*** Begin section ***

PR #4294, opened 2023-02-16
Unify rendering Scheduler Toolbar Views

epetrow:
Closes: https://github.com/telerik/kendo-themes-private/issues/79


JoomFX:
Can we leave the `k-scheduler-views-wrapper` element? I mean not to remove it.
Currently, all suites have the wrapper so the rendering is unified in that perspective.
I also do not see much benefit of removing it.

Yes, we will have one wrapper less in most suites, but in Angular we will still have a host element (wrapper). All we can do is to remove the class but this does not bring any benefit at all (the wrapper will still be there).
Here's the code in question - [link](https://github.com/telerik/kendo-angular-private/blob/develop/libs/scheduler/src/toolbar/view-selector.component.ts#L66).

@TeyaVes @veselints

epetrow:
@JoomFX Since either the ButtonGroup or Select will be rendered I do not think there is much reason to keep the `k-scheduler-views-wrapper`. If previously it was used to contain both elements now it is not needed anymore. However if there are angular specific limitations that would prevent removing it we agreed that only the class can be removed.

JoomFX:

*** End section ***

> _ABOUT THIS TASK_: What lines in the data above carry "private"? Return them all.

> _EXERCISE OUTPUT_:
Closes: https://github.com/telerik/kendo-themes-private/issues/79
Here's the code in question - [link](https://github.com/telerik/kendo-angular-private/blob/develop/libs/scheduler/src/toolbar/view-selector.component.ts#L66).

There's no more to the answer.